*EXERCISE AIM:* Look for the word "would" in the material below, then report each line where it occurs.

*DATA TO EXAMINE:*
PR #1342, opened 2021-03-02
Chore/fix telemetry

vanbasten17:
## Description
* Refactored Botonic CLI tracking logic to reduce errors and noise
* Remove unnecessary dependencies (`rimraf`, `folderHash`)
* Keep adding types
* Add extra info for users going into postinstall catch flow
* Use uuids instead of random numbers
* Get correct homedir (platform agnostic)
* Add tests

Remove generic utils in favour of:
 - Centralize file system operations into `util/file-system.ts`
 - Processes (spawn, exec) handling into `util/processes.ts` 

## Context
Right now, track for botonic-cli were not working as expected. Since credentials were not loaded correctly, every time a user did an install which generated, let's say id: `1234`, when going on next steps of the funnel the id was different, causing inconsistent results in telemetry.


packages/botonic-cli/src/botonic-api-service.ts
```diff
@@ -274,21 +216,21 @@ export class BotonicAPIService {
     return axios({ method: 'post', url: url, data: signup_data })
   }
 
-  async saveBot(bot_name: string) {
+  async saveBot(botName: string): Promise<AxiosPromise> {
     const resp = await this.api(
       'bots/',
-      { name: bot_name, framework: 'framework_botonic' },
+      { name: botName, framework: 'framework_botonic' },
```
ericmarcos, line 222: Can you remove the `framework` param? It's not used in the API anymore.

ericmarcos (approved):
Amazing job!!


giphy (1)

packages/botonic-cli/src/analytics/credentials-handler.ts
```diff
@@ -0,0 +1,123 @@
...
+
+  initialize(): void {
+    this.createIfNotExists()
+  }
+
+  generateId(): string {
+    return uuidv4()
+  }
+
+  createIfNotExists(): void {
```
dpinol, line 37: good name!
what about createPathIfNotExists?

packages/botonic-cli/src/util/file-system.ts
```diff
@@ -0,0 +1,44 @@
+import {
```
dpinol, line 1: good work killing utils.ts! :clap:

dpinol (changes requested):

packages/botonic-cli/src/util/processes.ts
```diff
@@ -0,0 +1,83 @@
+import { execSync, spawn } from 'child_process'
```
dpinol, line 1: I suggest
1) renaming this file to system-info.ts
2) moving sleep & spawnProcess to a new file called eg. system.ts

dpinol (changes requested):

packages/botonic-cli/src/analytics/credentials-handler.ts
```diff
@@ -0,0 +1,123 @@
...
+      console.warn('Credentials could not be overwritten')
+    }
+  }
+}
+
+export class GlobalCredentialsHandler extends CredentialsHandler {
+  constructor() {
+    const homeDirectory = isWindows()
+      ? homedir()
+      : execCommand('eval echo ~${SUDO_USER}')
```
dpinol, line 65: if execCommand fails, GlobalCredentialsHandler will do weird things and it will be difficult to diagnose.
I suggest in a future PR:
* call here a version of execCommand that does not catch 
* In the telemetry constructor, in new GlobalCredentialsHandler(), catch it and set a flag (maybe reuse isAnalyticsEnabled) to disable the telemetry because the GlobalCredentialsHandler() is screwed

dpinol (changes requested):

packages/botonic-cli/src/constants.ts
```diff
@@ -0,0 +1,17 @@
+export const BOTONIC_NPM_NAMESPACE = '@botonic'
+export const BOTONIC_HOME_DIRNAME = '.botonic'
+export const GLOBAL_CREDS_FILENAME = 'credentials.json'
+export const BOTONIC_PROJECT_PATH = process.cwd()
+export const BOT_CREDS_FILENAME = '.botonic.json'
+export const ANALYTICS_WRITE_KEY = 'YD0jpJHNGW12uhLNbgB4wbdTRQ4Cy1Zu'
+export const TRACKING_EVENTS = {
```
dpinol, line 7: Having ALL constants in a "constants.ts" file is like having a single utils.ts file, a "cajon de sastre". See https://docs.google.com/document/d/1-qd2FdXbAe7XEbdTGyACeCs9HRCauCogocfEU-h-n-I/edit#bookmark=id.3fjmm64cwiqc
But since most of them are "important" :+1: I only suggest moving the TRACKING_EVENTS to somewhere closer to the analytics scope.

packages/botonic-cli/src/analytics/telemetry.ts
```diff
@@ -0,0 +1,83 @@
...
+      const anonymousId = this.createAnonymousIdIfNotExists()
+      this.analyticsService.track({
+        event: event,
+        anonymousId: anonymousId,
+        properties: this.getTelemetryProperties(properties),
+      })
+    }
+  }
+
+  trackLoggedIn(properties = {}): void {
```
dpinol, line 45: My 2 cents about the names.
* Normally it makes sense to name events in the paste "creatED" since you normally want to launch them after the action has completed. 
* But here you launch the tracks before completing the action. So it would make more sense to name the functions in present (trackLogIn)
Since it's too late to change the literals sent to analytics, I would leave them and just add a comment explaining the misalignment in the code that defines the constants

dpinol (changes requested):

packages/botonic-cli/tests/analytics/telemetry.test.ts
```diff
@@ -0,0 +1,85 @@
...
+      'framework_path',
+      'system_path',
+      'node_version',
+      'botonic_cli_version',
+      'botonic_dependencies',
+      'addedField',
+    ])
+  })
+  it('Do telemetry calls properly', () => {
+    const track = (Telemetry.prototype.track = jest.fn())
```
dpinol, line 51: it looks like your asserting the call on the same method that you call. am I wrong?

packages/botonic-cli/tests/analytics/telemetry.test.ts
```diff
@@ -0,0 +1,85 @@
...
+    const trackCreated = (Telemetry.prototype.trackCreated = jest.fn())
+    const trackServed = (Telemetry.prototype.trackServed = jest.fn())
+    const trackTested = (Telemetry.prototype.trackTested = jest.fn())
+    const trackTrained = (Telemetry.prototype.trackTrained = jest.fn())
+    const trackInstalledBotonic = (Telemetry.prototype.trackInstalledBotonic = jest.fn())
+    const trackDeployed = (Telemetry.prototype.trackDeployed = jest.fn())
+    const trackError = (Telemetry.prototype.trackError = jest.fn())
+
+    telemetry.track('some event', {})
+    telemetry.trackLoggedIn()
```
dpinol, line 63: advantes of changing the order of he test to repeat the following for each method

```
const tracxxx = ...
telemetry.trackXXX
expect(...)

```
1) you would detect if 2 internal calls are swapped
2) if you want to add or remove a call, editing is much easier

packages/botonic-cli/tests/analytics/telemetry.test.ts
```diff
@@ -0,0 +1,85 @@
+import { assert } from 'console'
+
+import { Telemetry } from '../../src/analytics/telemetry'
+import { pathExists } from '../../src/util/file-system'
+
+process.env.BOTONIC_DISABLE_ANALYTICS = '1'
+assert(process.env.BOTONIC_DISABLE_ANALYTICS === '1')
```
dpinol, line 7: why is there an assert after setting the variable?

packages/botonic-cli/tests/util/file-system.test.ts
```diff
@@ -0,0 +1,123 @@
...
+
+const existingPath = process.cwd()
+const unexistingPath = 'unexistingPath'
+const dirToTest = join(process.cwd(), 'botonic-tmp')
+
+const withDirToTest = (
+  toTest: () => any,
+  { createDir } = { createDir: true }
+): boolean => {
+  let success = false
```
dpinol, line 24: in many usages you don't check the returned boolean, and hence you won't realize if toTest() fails. Also, you won't even see any error callstack.
I suggest 2 alternatives:
* creating/removing the dir in beforeEach/afterEach
* Remove the try/catch and manage the expected faiures wih a expect/toThrow

In general, always first try using the tools provided by your framework.

packages/botonic-cli/tests/util/file-system.test.ts
```diff
@@ -0,0 +1,123 @@
...
+      expect.stringMatching(/botonic-tmp*/)
+    })
+  })
+  it('Copy content', () => {
+    const tmp1 = createTemp('botonic-tmp1')
+    createFile(join(tmp1, 'dummy-file.txt'), 'dummy content')
+    const tmp2 = createTemp('botonic-tmp2')
+    copy(tmp1, tmp2)
+    expect(readDir(tmp2)).toContain('dummy-file.txt')
+    remove(tmp1)
```
dpinol, line 105: place removes in finally

packages/botonic-cli/tests/util/file-system.test.ts
```diff
@@ -0,0 +1,123 @@
...
+    remove(tmp2)
+  })
+  it('Reads/Writes JSON correctly', () => {
+    const tmpDir = createTemp('botonic-tmp')
```
dpinol, line 109: use withTempDir here?

dpinol (changes requested):

packages/botonic-cli/src/util/file-system.ts
```diff
@@ -0,0 +1,44 @@
...
+
+export function pathExists(path: string): boolean {
+  return existsSync(path)
+}
+
+export function readDir(path: string): string[] {
+  return readdirSync(path)
+}
+
+export function readJSON(path: string): any {
```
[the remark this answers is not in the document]
vanbasten17: the fact is that an object is not JSON if we are strict.
e.g.: 
```
{ dummy: 'content' }
```
is not:
```
{ "dummy": "content"}
```
so when using for example writeJSON
```
writeJSON(path, {
      dummy: 'content',
} as JSON)
``` 
won't work: `Conversion of type '{ dummy: string; }' to type 'JSON' may be a mistake because neither type sufficiently overlaps with the other. If this was intentional, convert the expression to 'unknown' first.`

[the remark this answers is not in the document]
vanbasten17: just read your comment for typing JSON 👍

packages/botonic-cli/src/util/file-system.ts
```diff
@@ -0,0 +1,44 @@
...
+  const fileContent = readFileSync(path, 'utf8')
+  if (!fileContent) return undefined
```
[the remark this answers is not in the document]
vanbasten17: this check is necessary in order to not doing JSON.parse('') of an empty content, o.w. it will cause an error which will break the entire developer flow.

packages/botonic-cli/src/analytics/credentials-handler.ts
```diff
@@ -0,0 +1,123 @@
...
+    if (!pathExists(this.homePath)) create(this.homePath)
+  }
+
+  load(): any {
+    try {
+      return (
+        pathExists(this.pathToCredentials) && readJSON(this.pathToCredentials)
+      )
+    } catch (e) {
+      console.warn('Credentials could not be loaded')
```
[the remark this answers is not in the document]
vanbasten17: I decided not to print this exception because the developer flow continues working as expected despite of not being available of loading the credentials and don't want to show a large error within the flow (the handicap here, and this fail will be due to user permissions is that for every deploy, the user must login again).

packages/botonic-cli/src/commands/deploy.ts
```diff
@@ -277,24 +278,24 @@ Uploading...
       text: 'Creating bundle...',
       spinner: 'bouncingBar',
     }).start()
-    // Why using rimraf instead of fs.rmdirSync?: https://stackoverflow.com/a/57834155/145289
-    if (fs.existsSync('tmp')) rimraf.sync('tmp')
-    fs.mkdirSync(join('tmp'))
-    copySync('dist', join('tmp', 'dist'))
+    if (pathExists('tmp')) remove('tmp')
```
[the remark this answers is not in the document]
vanbasten17: if for some reason the temporary directory is not removed, with createTempDir we are going to generate more than one temporary directories in the developer project. What about calling it `botonic-tmp` in order to minimize the probability of collisioning with an already existing `tmp`?

packages/botonic-cli/src/commands/deploy.ts
```diff
@@ -277,24 +278,24 @@ Uploading...
...
+    create(join('tmp'))
```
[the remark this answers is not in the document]
vanbasten17: yes, it should create it in `join(process.cwd(), 'tmp')`. Fixed now. (by default it will create the dir in process.cwd())

packages/botonic-cli/tests/analytics/telemetry.test.ts
vanbasten17: taken from this example: https://stackoverflow.com/a/50108368, first do the assigment in the right parentheses, then assign into track variable.

packages/botonic-cli/tests/analytics/telemetry.test.ts
vanbasten17: not needed rewriting the variable, as it is already in our secrets, leaving the assert in order to catch that this is not executed if we have analytics enabled.

packages/botonic-cli/tests/analytics/telemetry.test.ts
vanbasten17: put them in order 👍

packages/botonic-cli/src/analytics/credentials-handler.ts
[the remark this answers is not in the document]
dpinol: I understand, but hiding exceptions is a no-no. I suggest implementing here  a simple function which only displays the error message but not the call stack, and only do it once per botonic execution to minimize spamming. I think you implemented something similar in botonic, but here it can be much simpler as a start.
```
let credentialsFailed = false
function logCredentialsFailure(msg: string, e) {
  if (!credentialsFailed) {
     console.warng(msg +  ":" + str(e)
    credentialsFailed = true
}
}

```

packages/botonic-cli/src/commands/deploy.ts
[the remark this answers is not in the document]
dpinol: Well, createTempDir could be in the top of the cli command with a finally to remove it. And leaving rubbish in tmp dir is not so bad because user will eventually remove it. I prefer rubbish there rather than in my bot project.
But in this PR let's **not do anything** please. Just create a linear with a copy of this discussion and let's think about it

packages/botonic-cli/tests/analytics/telemetry.test.ts
dpinol: call me , I don't get it

packages/botonic-cli/src/analytics/telemetry.ts
```diff
@@ -1,10 +1,24 @@
...
 
-import { ANALYTICS_WRITE_KEY, TRACKING_EVENTS } from '../constants'
+import { ANALYTICS_WRITE_KEY } from '../constants'
 import { AnalyticsService } from '../interfaces'
 import { getSystemInformation } from '../util/processes'
 import { GlobalCredentialsHandler } from './credentials-handler'
 
+const TRACKING_EVENTS = {
+  // BEWARE: Changing these names will screw analytics
+  // Despite the event is written in past tense, events are tracked at the very beginning of the action.
```
dpinol, line 10: :clap:

packages/botonic-cli/src/commands/deploy.ts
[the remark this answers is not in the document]
vanbasten17: annotated 👍

packages/botonic-cli/src/util/processes.ts
```diff
@@ -0,0 +1,83 @@
...
+
+export async function sleep(ms: number): Promise<number> {
+  return new Promise(resolve => setTimeout(resolve, ms))
+}
+
+export function execCommand(command: string): string {
+  try {
+    return String(execSync(command)).trim()
+  } catch (e) {
+    return String(e)
```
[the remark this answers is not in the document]
vanbasten17: added a function `execCommandSafe` which uses `execCommand` that can fail

packages/botonic-cli/src/analytics/credentials-handler.ts
vanbasten17: done 👍

packages/botonic-cli/src/analytics/telemetry.ts
```diff
@@ -0,0 +1,83 @@
...
+      ...properties,
+    }
+  }
+
+  track(event: string, properties = {}): void {
+    if (this.isAnalyticsEnabled) {
+      const anonymousId = this.createAnonymousIdIfNotExists()
+      this.analyticsService.track({
+        event: event,
+        anonymousId: anonymousId,
```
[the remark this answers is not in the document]
vanbasten17: typed 👍

packages/botonic-cli/src/analytics/credentials-handler.ts
```diff
@@ -0,0 +1,123 @@
...
+    this.createIfNotExists()
+    if (!pathExists(this.pathToCredentials) || !this.hasAnonymousId()) {
+      this.refreshAnonymousId()
+    }
+  }
+
+  getAnonymousId(): string {
+    try {
+      const content = this.load()
+      return content?.analytics?.anonymous_id
```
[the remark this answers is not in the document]
vanbasten17: what i've done: `getAnonymousId` returns `string or undefined`.
Then `refreshAnonymousId` returns the new `id` generated

packages/botonic-cli/src/analytics/credentials-handler.ts
```diff
@@ -0,0 +1,123 @@
...
+  }
+
+  refreshAnonymousId(): void {
+    this.dump({
+      analytics: { anonymous_id: this.generateId() },
+    })
+  }
+
+  load(): GlobalCredentials {
+    return super.load() as GlobalCredentials
```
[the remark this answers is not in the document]
vanbasten17: typed with JSON 👍

packages/botonic-cli/src/analytics/credentials-handler.ts
```diff
@@ -0,0 +1,123 @@
...
+
+  generateId(): string {
+    return uuidv4()
+  }
+
+  createIfNotExists(): void {
+    if (!pathExists(this.homePath)) create(this.homePath)
+  }
+
+  load(): any {
```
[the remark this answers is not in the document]
vanbasten17: adapted one example from the given resource:
```
export type JSONPrimitive = string | number | boolean | null
export type JSONValue = JSONPrimitive | JSONObject | JSONArray
export type JSONObject = { [member: string]: JSONValue }
export type JSONArray = JSONValue[]
```

vanbasten17:
feedback applied @dpinol , thanks for your exhaustive review!! 💯

packages/botonic-cli/src/analytics/credentials-handler.ts
```diff
@@ -111,11 +112,11 @@ export class BotCredentialsHandler extends CredentialsHandler {
     })
   }
 
-  load(): BotCredentials {
-    return super.load() as BotCredentials
+  load(): BotCredentials | undefined {
```
dpinol, line 115: same as previous load

packages/botonic-cli/tests/analytics/telemetry.test.ts
```diff
@@ -15,18 +16,25 @@ describe('TEST: Telemetry', () => {
   it('Initializes correctly Telemetry', () => {
     expect(telemetry.isAnalyticsEnabled).toBe(false)
     expect(telemetry.analyticsService).toBeTruthy()
-    expect(pathExists(telemetry.globalCredentialsHandler.homeDir)).toBeTruthy()
+    let homeDir = ''
+    if (telemetry.globalCredentialsHandler) {
+      homeDir = telemetry.globalCredentialsHandler.homeDir
```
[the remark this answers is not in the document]
vanbasten17: makes sense, applied 👍

dpinol (changes requested):
see comments

dpinol (approved):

*SOLVED EXERCISE:*
* But here you launch the tracks before completing the action. So it would make more sense to name the functions in present (trackLogIn)
Since it's too late to change the literals sent to analytics, I would leave them and just add a comment explaining the misalignment in the code that defines the constants
1) you would detect if 2 internal calls are swapped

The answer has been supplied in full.